(From Tesla Motors Press Release)
Electric Power: Drive Quickly, Tread Lightly
Most electric vehicles operate under the assumption that driving is merely a necessary evil if you need to get someplace you can’t reach on foot or bike. The result has been cars that are designed, built, and marketed in ways that refuse to glorify driving.
We respectfully disagree. We believe driving is exhilarating. Just watch any child on a go-cart and the joy is plain to see. And when you can soar along at top speed, knowing the only oil in the car is in the transmission, the only emissions are the songs from the radio, the ride becomes more enjoyable still.
The Ultimate Multi-Fuel Vehicle
Electric cars equal freedom. Not simply from oil reliance, but from dependence on any specific power source. Electric power can be generated from natural gas, coal, solar, wind, hydro, and nuclear sources — or a combination of all of them — without changing the design of the car. No matter how or when the world changes, the car adapts, making it immune from obsolescence.
We foresee a day when all cars run on electric power and when people will struggle to remember a time when a love of driving came with a side order of guilt.

Up until now, if you wanted a car with amazing gas mileage, you’d pick something like the leading hybrid; but when you pressed down the gas pedal to zip up a freeway on-ramp, you'd likely be a little disappointed — it takes over 10 seconds to reach 60 miles per hour. On the other hand, if you demanded the 0 to 60 times of a $300,000 supercar, you'd wind up with an embarrassing 9 miles to the gallon in the city.
How It Works
When you build a car that's electric, you start with one built-in advantage: Electric cars just don't have to be as complex mechanically as the car you're probably driving now.
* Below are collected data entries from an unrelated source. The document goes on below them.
Issue #501, opened 2026-06-04
Thread surface gaps: shipped vs. missing features inventory


nogate-ai:
Tracking issue collecting the gaps in the current ARCH thread surface, drawn from `doc/thread_spec_section.md`, `doc/thread_multi_outstanding_spec.md`, `doc/thread_pipeline_spec.md`, `doc/plan_thread_parallel_sim.md`, and `doc/plan_thread_parallel_sim_phase3.md`. Some items are intentionally deferred (HLS path, FSM-construct shared work); they're listed so triage starts from one place rather than three docs.

## What's shipped (no action needed — for orientation)

- Core syntax: `thread` / `thread once`, named threads, `wait until`, `wait N cycle`, `wait 0+ cycle until` (Mealy), `do..until`, `fork`/`join`, `for` loops with `wait`, `if/elsif/else` with `wait` in either branch (v0.45.0+), `generate for/if` over threads.
- Trailing-seq merge into preceding `wait/do..until` exit (no dead cycle); `do..until` inside `lock` fires same cycle the grant lands.
- `resource R: mutex<policy>` with all `arbiter` policies (round_robin, priority, lru, weighted, Custom via `hook grant_select`) — synthesized as a real `ArbiterDecl` inside the merged threads module.
- `shared(or)` for both comb-driven and seq-driven signals.
- Pipeline integration (v0.40.0): `wait until` / `do..until` inside pipeline-stage `seq` blocks wired into stall chain + flush.
- TLM integration (§20.11): target-method threads, serialized initiator calls in counted `for` and `if/elsif/else`, RHS-fork issue groups with compute-only tail.
- `--auto-thread-asserts` SVA (§20.15) with proof corollaries in `doc/thread_lowering_proof.md`.
- Pre-lowering coroutine sim (`--thread-sim parallel`, Phases 1+2: #143–#152), bit-identical to fsm path on cross-checked `tests/thread/` cases.

## Language-feature gaps

- **`semaphore<N, policy>` (§20.8.4) — declared planned, not parsed.** `parse_resource_decl` (`src/parser.rs:2433`) accepts only `mutex<…>`. No carrier in `elaborate.rs` either. Use case: limit concurrency (e.g. only 4 of 32 threads in AR phase) without strict mutex exclusion.
[...]

PR #687, opened 2026-07-13
feat(threads): re-enable comb overlap optimization with lock-state tagging (part of #501)

nogate-ai:
## Summary

Implements the codegen-TODO item from #501: re-enables the comb overlap optimization for lowered threads, disabled since the zero-cycle-lock change (c4b77f0) because it could leak lock-guarded outputs into preceding states.

- `lower_thread_lock` now tags every state it produces with a new `ThreadFsmState::is_lock_body` flag (including the empty-body fallback state).
- The overlap optimization is re-enabled at the old TODO site in `lower_module_threads`: for a state with a single conditional transition, the next state's comb outputs are additionally driven under `state == si && trans_cond` during the transition cycle, removing the dead cycle between back-to-back thread states (e.g. back-to-back handshakes: `r_ready` now asserts during the `ar_ready` cycle in the AXI read-loop fixture).

## Safety guards
- **Next state is a lock body → no overlap.** Grant-gated outputs never appear before the arbiter grant cycle. This is the #501 fix: lock states are now tagged, so the optimization is provably scoped away from critical sections.
- Multi-transition (fork/join, if-dispatch) and TLM terminal-return states are skipped — their successor is condition-dependent.
- Folded states (#306) are skipped; `folded_exit_target` is used as the effective successor, mirroring the seq-side next-state computation exactly.
- Terminal once-state self-loops are skipped.

## Testing
- Full `cargo test --release` green (the only failures in my run were 2 Lean-replay tests failing for environment reasons — fresh worktree without `lake build`; re-verified separately).
- New regression tests:
  - `test_thread_comb_overlap_drives_next_state_outputs` — overlap arms present on the AXI read-loop fixture.
  - `test_thread_comb_overlap_never_enters_lock_body` — a lock-heavy two-writer mutex fixture emits **zero** overlap arms (every transition lands in a lock body).
- Long verification (sim⇄Verilator lock-step on lock-heavy fixtures + thread TB sims) running post-push; follow-up commit if anything surfaces.

Part of #501 (one item of the tracking issue — do not auto-close).

### DIFF
--- a/doc/thread_spec_section.md
+++ b/doc/thread_spec_section.md
@@ -504,8 +504,9 @@ The overlap is Mealy-style: the next state's outputs respond to the transition c
 
 The overlap also does not apply to:
 - multi-transition states (fork/join dispatch, `if`/`else` dispatch) — the successor is condition-dependent
-- TLM target return states
 - terminal states of `thread once` (self-loop; nothing to overlap)
+
+TLM method target threads are lowered by a dedicated response-router path and do not participate in the overlap.  As with each state's own comb arm, a thread's `default_when` condition does not gate the overlap arm — `default_when` preempts the *seq* side (state register and registered assigns) only.
 
 ## 20.16  Auto-Emitted Spec-Contract SVA (`--auto-thread-asserts`)
 
--- a/doc/thread_spec_section.md
+++ b/doc/thread_spec_section.md
@@ -475,7 +475,39 @@ The merge fires `ar_done_r <= 1` on the same clock edge as the `ar_ready` handsh
 
 If the seq assign appears after a multi-transition state (e.g. inside a `for` loop), the compiler uses the loop exit condition as the guard instead of every iteration.
 
-## 20.15  Auto-Emitted Spec-Contract SVA (`--auto-thread-asserts`)
+## 20.15  Comb Overlap Across State Transitions
+
+When a state's single conditional transition fires (`wait until cond` or `do..until cond`), the compiler additionally drives the **next state's comb outputs during the transition cycle**.  This removes the dead cycle between back-to-back states:
+
+```arch
+thread on clk rising, rst_n low
+  ar_valid = 1;
+  ar_addr  = 32'd100;
+  wait until ar_ready;   // ← the cycle ar_ready is high, r_ready is ALREADY driven
+
+  r_ready = 1;
+  wait until r_valid;
+  data_r <= r_data;
+end thread
+```
+
+The generated comb block contains an overlap arm alongside the normal per-state arm:
+
+```sv
+if (_t0_state == _t0_S1_wait_until) r_ready = 1;                 // normal
+if (_t0_state == _t0_S0_wait_until && ar_ready) r_ready = 1;     // overlap
+```
+
+The overlap is Mealy-style: the next state's outputs respond to the transition condition combinationally, one cycle before the state register advances.  Register values read by those outputs are the *pre-transition* values (the transition edge has not fired yet).
+
+**The overlap never applies when the next state is inside a `lock` body.** Lock-body outputs are gated by the arbiter grant (§20.8, §20.13); driving them from the preceding state would leak critical-section signals before the grant cycle.  Transitions *into* a lock block therefore always take the full cycle — the lock's own zero-cycle grant path (§20.13) is the mechanism that removes lock-entry latency, not the overlap.
+
+The overlap also does not apply to:
+- multi-transition states (fork/join dispatch, `if`/`else` dispatch) — the successor is condition-dependent
+- TLM target return states
+- terminal states of `thread once` (self-loop; nothing to overlap)
+
+## 20.16  Auto-Emitted Spec-Contract SVA (`--auto-thread-asserts`)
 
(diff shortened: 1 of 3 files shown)


nogate-ai:
Long verification complete (all on the freshly built branch binary):

1. **Full `cargo test --release`** — green. The 2 formal_test failures in the first run were environmental (fresh worktree without `lake build`); after building the Lean library, formal_test is 23/23.
2. **Nightly equivalence sweep** (`scripts/nightly_equivalence.py`) — 177/177 units pass on first pass (check → build → Verilator lint → arch sim with real TBs where manifested, including `thread__basic_thread`, which now exercises the overlap arms), plus 16/16 backend_equiv torture fixtures.
3. **sim⇄Verilator lock-step** (`harc sim --check-backends`, same seed, per-cycle semantic trace diff) on the three lock-heavy fixtures:
   - `Fx4MutexContendRR` — PASS, total=30 g0=10 g1=10 g2=10, **traces match, no divergence**
   - `Fx10MutexContendPrio` — PASS, total=30 g0=30, **traces match, no divergence**
   - `Fx2GenThreadLock` — PASS, grants=31, **traces match, no divergence**

Also added spec §20.15 documenting the overlap timing semantics and the lock-body exclusion (doc commit 13ca770).

nogate-ai:
Independent model review (Sonnet agent, read-only, fresh binary + 5 probe fixtures): **approve-with-nits, no correctness/soundness bugs found**. Edge cases explicitly verified: lock-followed-by-lock emits no overlap arm; fork/join dispatch and branch-redirected states are excluded via the `multi_transitions` guard (leveraging the pre-existing redirect invariant); `thread once` terminal self-loop emits nothing; #306 folding never resurrects a folded state's comb; `wait_cycles` states never carry a `transition_cond` (shape doesn't exist); overlap-vs-own-arm ordering is sound (mutually exclusive state guards within a thread; shared(or) OR-accumulation is order-insensitive); `lower_thread_lock` is the only producer of grant-gated states, so the tagging is complete.

Two doc/clarity nits, both addressed in 9a07e60:
- `terminal_return` guard is defensive (TLM target threads never reach this loop today) — comment updated, misleading doc bullet replaced.
- §20.15 now notes that `default_when` does not gate comb arms (matching the pre-existing per-state behavior) and that TLM targets use a separate lowering path.

nogate-ai:
Daily review sweep (2026-07-15): flagged `awaiting-decision` — this PR is stale (25 commits behind `main`, `mergeStateStatus: DIRTY`) and its rebase raises a **semantic**, not textual, conflict that needs a maintainer decision rather than an autonomous reconcile-and-merge.

**The conflict.** `git rebase origin/main` collides in `src/elaborate.rs` (4 hunks). The core one is the lock-state metadata struct: this PR inserts `is_lock_body: bool`, but #691 (merged since this branch forked) inserted `lock_release: Option<String>` at the same location. The two fields are not mutually exclusive — the struct can carry both — but resolving it correctly means more than keeping both lines:

- **#687 predates #691** (hold-stable lock arbiter + same-cycle lock timing). The `is_lock_body` gating this PR adds to suppress comb-overlap on lock-body states must be reconciled with #691's `lock_release` pulse mechanism (back-to-back re-lock detection). They touch the same grant/hold latch behavior.
- **#687 predates #701** (eval() delegates comb settling; `settle_depth` model changed from the old O(d²) loop to explicit 3/4-pass settling). The comb-overlap optimization this PR *re-enables* interacts directly with the settle model — #701 showed the settle-depth analysis was previously undercounting, and comb-overlap changes which comb blocks run in which pass. The optimization's correctness needs re-validation against the new settle model, not just a textual rebase.

**Recommendation.** Rebase onto current `main` keeping both struct fields, then re-verify the comb-overlap re-enable against the post-#691/#701 lock + settle behavior (the mutex/semaphore fixtures + `--thread-sim both` cross-check + a `--debug` trace diff vs baseline are the relevant gates). Because this is correctness-critical thread-lowering codegen and a feature (not a live-bug fix), the daily sweep is not auto-merging it. It remains part of #501.

nogate-ai:
Rebased onto current main (3ef0c72) and **fully re-validated against the post-#691/#701 semantics** (maintainer approved proceeding). This was a semantic rebase, not a blind one:

- `is_lock_body` now sits alongside #691's `lock_release`/`lock_release_info` in `ThreadFsmState`; tagging composes cleanly with the release-pulse mechanism (all conflicts were both-sides-added-fields; one rename `shared_or_signals` → `shared_signals`).
- Probed the new interaction directly: overlap from a lock-**release** state into a following non-lock state uses the full transition condition **including grant**, and the registered `_<res>_release_<ti>` pulse fires on the same edge untouched. Wrap-around into a lock's first body state still emits no overlap arm (no early `req`/output leak).
- The overlap arm reads the arbiter's comb `grant` — a cross-module comb dependency now handled by #701's self-settling `eval_comb`; confirmed empirically below.

Re-validation results on the rebased branch:
- Full `cargo test --release`: green (745 integration tests + all sub-suites) — including main's new #691/#714 lock-timing tests and the #696 semaphore ≤N churn bound, all passing **with the overlap enabled**.
- Nightly equivalence sweep: **179/179** units, **16/16** backend_equiv torture fixtures.
- `harc sim --check-backends` lock-step (same-seed per-cycle trace diff) on Fx4MutexContendRR / Fx10MutexContendPrio / Fx2GenThreadLock: **no divergence** under the new hold-stable-grant + release-pulse arbiter.

Removing `awaiting-decision`; PR is mergeable again.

Sophisticated electronics and software take the place of the pounds and pounds of machinery required to introduce a spark and ignite the fuel that powers an internal combustion engine.
For example, the typical four-cylinder engine of a conventional car comprises over a hundred moving parts. By comparison, the motor of the Tesla Roadster has just one: the rotor. So there's less weight to drive around and fewer parts that could break or wear down over time.
But the comparison doesn't end with the counting of moving parts. The engine and transmission of a conventional car also need lubricating oils, filters, coolant, clutches, spark plugs and wires, a PCV valve, oxygen sensors, a timing belt, a fan belt, a water pump and hoses, a catalytic converter, and a muffler — all items requiring service, and all items that aren't needed in an electric car.
The Tesla Roadster's elegantly designed powertrain consists of just the four main components discussed below. Mind you, these aren't "off-the-shelf" components, and each includes innovations, both small and large. But when you build a car from the ground up, you have the luxury of questioning every assumption — and to distill as you reinvent.
The Energy Storage System (ESS)
When we set out to build a high-performance electric car, the biggest challenge was obvious from the start: the battery. Its complexities are clear: it's heavy, expensive, and offers limited power and range. Yet it has one quality that eclipses these disadvantages and motivated us to keep working tirelessly: it's clean.

Motor
Some people find it hard to imagine our car's Lamborghini-beating acceleration comes from a motor about the size of a watermelon. And while most car engines have to be moved with winches or forklifts, ours weighs about 70 pounds — a strong person could carry it around in a backpack (although we don't recommend it). Compare that to the mass of machinery under the hood of $300,000 supercars that still can't accelerate as quickly as the Tesla Roadster.
But more important than the motor's size or weight is its efficency. Without proper efficiency, a motor will convert electrical energy into heat instead of rotational energy. So we designed our motor to have efficiencies of 85 to 95 percent; this way the precious stored energy of the battery pack ends up propelling you down the road instead of just heating up the trunk.

Our transmission couples the fuel efficiency of a manual with the driving ease of an automatic. The Tesla Roadster has only two forward gears, allowing you to fine-tune your driving experience (but either gear will work for most driving scenarios). Unlike a manual transmission, the car will not stall if you have it in the wrong gear. There's also no clutch pedal. Just move the lever and the electronic control module takes care of the shift, so you can launch from a full stop to freeway speed without taking your focus off the road, your foot off the accelerator, or your hands off the wheel.
Power Electronics Module (PEM)
Most of the subsystems in the Tesla Roadster are completely electronic and under direct software control. But unlike all other cars, these systems are not a hodge-podge of independent systems — instead, they are designed as an integrated system, the way complex network and computer systems are designed today.

The PEM controls over 200 kW of electrical power during peak acceleration — enough power to illuminate 2,000 incandescent light bulbs.